Problem details: From the listing below, count the lines where the string "possible" occurs. Give the number, with no other words.
---------- Exercise data ----------
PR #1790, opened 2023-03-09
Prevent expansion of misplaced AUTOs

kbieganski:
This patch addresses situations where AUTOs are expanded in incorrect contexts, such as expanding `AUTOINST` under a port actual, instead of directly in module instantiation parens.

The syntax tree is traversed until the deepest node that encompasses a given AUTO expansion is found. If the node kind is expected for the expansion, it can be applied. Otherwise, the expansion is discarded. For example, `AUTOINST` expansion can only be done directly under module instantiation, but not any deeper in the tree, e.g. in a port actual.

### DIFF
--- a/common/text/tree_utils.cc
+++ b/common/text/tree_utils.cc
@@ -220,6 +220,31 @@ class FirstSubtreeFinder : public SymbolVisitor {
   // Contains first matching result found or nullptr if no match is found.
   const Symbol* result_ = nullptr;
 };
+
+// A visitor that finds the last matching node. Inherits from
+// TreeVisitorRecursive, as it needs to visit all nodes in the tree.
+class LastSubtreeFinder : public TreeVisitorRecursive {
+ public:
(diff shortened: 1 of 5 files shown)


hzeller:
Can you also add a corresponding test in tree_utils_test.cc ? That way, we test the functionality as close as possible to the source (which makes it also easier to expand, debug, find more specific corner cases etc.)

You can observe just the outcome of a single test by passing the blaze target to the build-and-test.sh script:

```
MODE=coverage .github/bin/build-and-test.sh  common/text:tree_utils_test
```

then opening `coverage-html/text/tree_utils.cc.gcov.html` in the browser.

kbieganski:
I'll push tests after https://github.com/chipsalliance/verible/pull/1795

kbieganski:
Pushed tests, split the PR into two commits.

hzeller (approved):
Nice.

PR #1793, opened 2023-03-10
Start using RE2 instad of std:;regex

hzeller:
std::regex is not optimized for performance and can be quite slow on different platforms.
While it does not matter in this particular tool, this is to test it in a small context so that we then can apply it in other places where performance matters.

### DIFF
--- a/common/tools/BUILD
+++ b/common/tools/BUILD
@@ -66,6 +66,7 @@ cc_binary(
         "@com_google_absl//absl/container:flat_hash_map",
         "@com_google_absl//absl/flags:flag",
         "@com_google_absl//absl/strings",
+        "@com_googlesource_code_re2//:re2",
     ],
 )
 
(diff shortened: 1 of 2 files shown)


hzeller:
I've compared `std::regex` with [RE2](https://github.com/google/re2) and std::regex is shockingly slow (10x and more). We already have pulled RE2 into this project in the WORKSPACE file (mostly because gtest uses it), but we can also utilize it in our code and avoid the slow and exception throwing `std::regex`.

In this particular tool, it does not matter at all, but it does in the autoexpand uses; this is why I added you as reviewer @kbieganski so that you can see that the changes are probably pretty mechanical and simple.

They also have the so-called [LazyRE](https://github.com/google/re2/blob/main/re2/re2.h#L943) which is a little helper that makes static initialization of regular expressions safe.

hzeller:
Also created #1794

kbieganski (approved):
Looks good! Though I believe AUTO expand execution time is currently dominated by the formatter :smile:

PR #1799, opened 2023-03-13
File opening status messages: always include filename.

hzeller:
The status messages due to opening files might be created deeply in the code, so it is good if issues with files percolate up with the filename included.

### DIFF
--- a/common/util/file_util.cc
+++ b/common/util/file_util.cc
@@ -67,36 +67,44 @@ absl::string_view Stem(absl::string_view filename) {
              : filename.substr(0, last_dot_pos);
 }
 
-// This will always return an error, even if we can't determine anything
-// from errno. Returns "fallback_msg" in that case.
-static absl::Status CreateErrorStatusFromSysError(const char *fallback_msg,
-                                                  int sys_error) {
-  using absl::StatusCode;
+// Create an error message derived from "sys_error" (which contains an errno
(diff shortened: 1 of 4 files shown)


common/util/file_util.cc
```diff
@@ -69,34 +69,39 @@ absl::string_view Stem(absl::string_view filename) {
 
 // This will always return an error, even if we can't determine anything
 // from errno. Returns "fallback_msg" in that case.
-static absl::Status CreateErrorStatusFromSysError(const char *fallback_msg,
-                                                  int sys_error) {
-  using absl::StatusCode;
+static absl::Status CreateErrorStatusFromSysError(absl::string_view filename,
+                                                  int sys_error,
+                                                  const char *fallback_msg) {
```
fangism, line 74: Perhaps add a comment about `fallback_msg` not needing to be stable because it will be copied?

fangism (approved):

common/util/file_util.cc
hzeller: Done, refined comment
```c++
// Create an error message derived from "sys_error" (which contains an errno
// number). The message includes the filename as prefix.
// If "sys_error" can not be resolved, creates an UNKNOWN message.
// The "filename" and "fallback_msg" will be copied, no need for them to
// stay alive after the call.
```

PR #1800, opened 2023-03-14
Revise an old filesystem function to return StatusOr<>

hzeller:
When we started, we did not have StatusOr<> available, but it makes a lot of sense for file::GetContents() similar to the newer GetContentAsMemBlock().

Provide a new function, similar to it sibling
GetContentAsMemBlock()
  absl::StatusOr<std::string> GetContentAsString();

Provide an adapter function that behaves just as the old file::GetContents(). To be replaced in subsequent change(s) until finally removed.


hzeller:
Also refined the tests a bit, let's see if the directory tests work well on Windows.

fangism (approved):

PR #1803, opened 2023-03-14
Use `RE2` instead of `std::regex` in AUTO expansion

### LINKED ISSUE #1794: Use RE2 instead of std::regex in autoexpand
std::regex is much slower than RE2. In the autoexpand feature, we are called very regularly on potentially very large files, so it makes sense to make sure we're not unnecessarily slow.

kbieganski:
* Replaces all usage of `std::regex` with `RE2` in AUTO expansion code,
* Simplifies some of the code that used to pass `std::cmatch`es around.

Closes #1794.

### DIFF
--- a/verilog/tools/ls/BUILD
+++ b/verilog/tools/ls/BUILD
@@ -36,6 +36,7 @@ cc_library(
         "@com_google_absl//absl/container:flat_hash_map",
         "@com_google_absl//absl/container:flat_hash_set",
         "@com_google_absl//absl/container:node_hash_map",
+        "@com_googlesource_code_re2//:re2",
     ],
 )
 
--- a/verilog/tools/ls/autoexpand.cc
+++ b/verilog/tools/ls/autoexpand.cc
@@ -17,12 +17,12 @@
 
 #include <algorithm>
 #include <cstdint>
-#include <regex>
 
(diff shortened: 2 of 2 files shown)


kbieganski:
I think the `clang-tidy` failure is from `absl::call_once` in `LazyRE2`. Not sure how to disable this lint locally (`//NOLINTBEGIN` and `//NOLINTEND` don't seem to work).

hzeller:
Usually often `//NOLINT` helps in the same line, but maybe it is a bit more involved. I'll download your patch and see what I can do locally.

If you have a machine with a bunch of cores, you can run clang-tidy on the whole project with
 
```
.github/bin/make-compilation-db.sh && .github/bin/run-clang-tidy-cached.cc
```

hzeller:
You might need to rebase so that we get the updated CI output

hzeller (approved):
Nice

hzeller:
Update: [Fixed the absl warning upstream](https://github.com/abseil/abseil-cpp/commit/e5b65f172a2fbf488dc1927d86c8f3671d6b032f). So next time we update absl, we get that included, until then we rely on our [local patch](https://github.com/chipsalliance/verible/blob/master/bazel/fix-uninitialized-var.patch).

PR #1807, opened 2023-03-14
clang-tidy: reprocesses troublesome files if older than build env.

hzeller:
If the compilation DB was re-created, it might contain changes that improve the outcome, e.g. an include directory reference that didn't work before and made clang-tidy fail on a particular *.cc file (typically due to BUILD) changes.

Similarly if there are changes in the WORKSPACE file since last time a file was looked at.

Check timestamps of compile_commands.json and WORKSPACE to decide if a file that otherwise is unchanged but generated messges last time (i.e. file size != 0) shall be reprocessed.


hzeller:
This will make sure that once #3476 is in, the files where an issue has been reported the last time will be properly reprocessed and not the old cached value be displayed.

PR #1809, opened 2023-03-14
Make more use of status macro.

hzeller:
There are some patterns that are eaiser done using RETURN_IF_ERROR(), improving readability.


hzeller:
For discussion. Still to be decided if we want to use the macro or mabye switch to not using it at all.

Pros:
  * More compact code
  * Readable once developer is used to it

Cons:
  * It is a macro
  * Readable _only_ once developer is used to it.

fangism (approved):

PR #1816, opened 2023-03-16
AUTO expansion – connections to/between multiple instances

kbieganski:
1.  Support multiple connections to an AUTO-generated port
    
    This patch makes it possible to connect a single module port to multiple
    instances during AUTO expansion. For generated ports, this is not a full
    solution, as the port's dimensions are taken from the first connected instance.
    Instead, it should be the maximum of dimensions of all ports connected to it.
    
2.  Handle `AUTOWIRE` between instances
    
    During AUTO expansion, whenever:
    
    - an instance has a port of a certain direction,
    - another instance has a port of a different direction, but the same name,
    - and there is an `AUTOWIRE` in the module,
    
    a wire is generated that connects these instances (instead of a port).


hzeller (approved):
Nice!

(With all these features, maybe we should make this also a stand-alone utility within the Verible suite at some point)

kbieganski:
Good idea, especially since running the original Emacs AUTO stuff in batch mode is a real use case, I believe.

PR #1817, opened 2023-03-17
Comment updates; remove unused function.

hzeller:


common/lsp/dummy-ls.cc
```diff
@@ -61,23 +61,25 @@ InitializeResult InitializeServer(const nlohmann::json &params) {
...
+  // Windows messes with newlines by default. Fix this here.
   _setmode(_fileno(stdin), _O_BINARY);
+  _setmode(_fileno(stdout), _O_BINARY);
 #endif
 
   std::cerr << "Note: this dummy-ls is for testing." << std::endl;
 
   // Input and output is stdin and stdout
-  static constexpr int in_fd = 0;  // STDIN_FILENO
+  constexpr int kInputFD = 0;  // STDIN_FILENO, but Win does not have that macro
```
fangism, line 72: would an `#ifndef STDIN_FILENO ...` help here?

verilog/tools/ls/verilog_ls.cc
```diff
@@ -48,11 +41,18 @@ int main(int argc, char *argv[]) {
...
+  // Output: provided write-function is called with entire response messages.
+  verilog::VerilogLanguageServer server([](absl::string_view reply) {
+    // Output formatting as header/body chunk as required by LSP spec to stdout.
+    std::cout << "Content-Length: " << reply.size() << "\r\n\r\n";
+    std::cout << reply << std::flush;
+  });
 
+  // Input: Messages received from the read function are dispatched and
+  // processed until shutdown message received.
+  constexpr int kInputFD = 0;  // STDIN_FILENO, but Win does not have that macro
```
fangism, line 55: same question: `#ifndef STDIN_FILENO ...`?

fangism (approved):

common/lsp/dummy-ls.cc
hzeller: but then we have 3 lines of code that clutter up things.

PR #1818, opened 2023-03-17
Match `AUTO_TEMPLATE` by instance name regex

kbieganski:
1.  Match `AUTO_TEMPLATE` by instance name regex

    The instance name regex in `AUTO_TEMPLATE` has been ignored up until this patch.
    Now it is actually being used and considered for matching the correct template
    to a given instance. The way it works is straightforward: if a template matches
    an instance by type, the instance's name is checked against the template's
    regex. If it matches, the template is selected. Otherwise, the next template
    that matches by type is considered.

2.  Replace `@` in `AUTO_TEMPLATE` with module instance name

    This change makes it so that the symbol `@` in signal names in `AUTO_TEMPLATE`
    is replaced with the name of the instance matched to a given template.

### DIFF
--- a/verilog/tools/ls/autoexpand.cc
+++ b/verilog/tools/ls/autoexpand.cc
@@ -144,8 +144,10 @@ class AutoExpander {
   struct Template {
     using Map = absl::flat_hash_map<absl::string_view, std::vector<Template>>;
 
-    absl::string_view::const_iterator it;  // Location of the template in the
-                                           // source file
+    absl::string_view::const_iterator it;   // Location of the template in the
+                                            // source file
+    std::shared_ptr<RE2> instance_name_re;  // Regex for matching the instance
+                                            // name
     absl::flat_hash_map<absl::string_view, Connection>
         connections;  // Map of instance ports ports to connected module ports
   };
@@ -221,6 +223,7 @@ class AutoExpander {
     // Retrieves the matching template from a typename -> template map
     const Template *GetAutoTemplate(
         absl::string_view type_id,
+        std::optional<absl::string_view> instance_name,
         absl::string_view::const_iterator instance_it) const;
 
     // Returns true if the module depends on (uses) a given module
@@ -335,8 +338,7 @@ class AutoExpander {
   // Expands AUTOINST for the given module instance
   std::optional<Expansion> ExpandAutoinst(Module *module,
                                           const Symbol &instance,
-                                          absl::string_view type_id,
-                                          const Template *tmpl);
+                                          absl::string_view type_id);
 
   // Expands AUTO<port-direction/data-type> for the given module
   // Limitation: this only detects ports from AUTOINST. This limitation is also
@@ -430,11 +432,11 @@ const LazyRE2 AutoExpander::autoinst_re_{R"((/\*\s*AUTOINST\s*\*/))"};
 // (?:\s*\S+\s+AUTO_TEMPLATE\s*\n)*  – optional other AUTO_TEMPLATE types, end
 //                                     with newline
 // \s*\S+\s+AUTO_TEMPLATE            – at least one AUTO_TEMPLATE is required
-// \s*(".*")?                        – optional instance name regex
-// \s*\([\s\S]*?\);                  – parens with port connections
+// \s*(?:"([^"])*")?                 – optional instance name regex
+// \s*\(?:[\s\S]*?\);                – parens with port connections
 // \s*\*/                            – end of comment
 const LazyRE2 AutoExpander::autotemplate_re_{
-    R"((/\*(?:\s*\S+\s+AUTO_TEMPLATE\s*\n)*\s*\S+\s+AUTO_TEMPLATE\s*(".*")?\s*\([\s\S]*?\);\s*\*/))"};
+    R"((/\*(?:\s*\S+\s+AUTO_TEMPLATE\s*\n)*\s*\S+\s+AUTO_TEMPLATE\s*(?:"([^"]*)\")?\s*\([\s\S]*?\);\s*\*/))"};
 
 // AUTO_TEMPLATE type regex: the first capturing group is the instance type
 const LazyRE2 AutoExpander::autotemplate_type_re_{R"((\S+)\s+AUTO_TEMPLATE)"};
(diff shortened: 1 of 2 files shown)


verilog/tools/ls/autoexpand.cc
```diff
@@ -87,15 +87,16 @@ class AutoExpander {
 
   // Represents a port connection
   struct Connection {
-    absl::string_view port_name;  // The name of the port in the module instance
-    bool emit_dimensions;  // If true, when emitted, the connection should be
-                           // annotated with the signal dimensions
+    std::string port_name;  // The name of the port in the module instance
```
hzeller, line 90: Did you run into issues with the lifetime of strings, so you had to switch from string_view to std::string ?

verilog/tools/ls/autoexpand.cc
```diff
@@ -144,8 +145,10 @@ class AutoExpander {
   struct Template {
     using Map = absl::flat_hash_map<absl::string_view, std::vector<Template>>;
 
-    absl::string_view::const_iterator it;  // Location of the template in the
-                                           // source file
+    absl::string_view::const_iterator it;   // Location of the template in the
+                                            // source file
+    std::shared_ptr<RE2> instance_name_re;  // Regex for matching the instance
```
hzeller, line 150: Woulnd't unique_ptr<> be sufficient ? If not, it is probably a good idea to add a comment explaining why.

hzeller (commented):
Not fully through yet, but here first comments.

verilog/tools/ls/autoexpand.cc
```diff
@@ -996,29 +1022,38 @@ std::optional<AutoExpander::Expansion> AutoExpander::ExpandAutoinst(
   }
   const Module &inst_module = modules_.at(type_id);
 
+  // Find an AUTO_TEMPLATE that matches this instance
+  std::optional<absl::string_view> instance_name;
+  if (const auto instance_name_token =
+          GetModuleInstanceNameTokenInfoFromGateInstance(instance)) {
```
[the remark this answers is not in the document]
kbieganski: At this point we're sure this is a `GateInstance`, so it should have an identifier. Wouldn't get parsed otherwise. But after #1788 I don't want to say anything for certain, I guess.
----------
Answer below: 2